*Exercise data*.
# # # # # # #

PR #719, opened 2024-07-03
Handle transitive calls from a nonexclusive method

### LINKED ISSUE #717: Nonexclusivity of methods should be transitive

# # # # # # #

*Task prompt*. Show every line of the listing containing the string "transitive" by copying it.

*Reply to the exercise*.
Handle transitive calls from a nonexclusive method
### LINKED ISSUE #717: Nonexclusivity of methods should be transitive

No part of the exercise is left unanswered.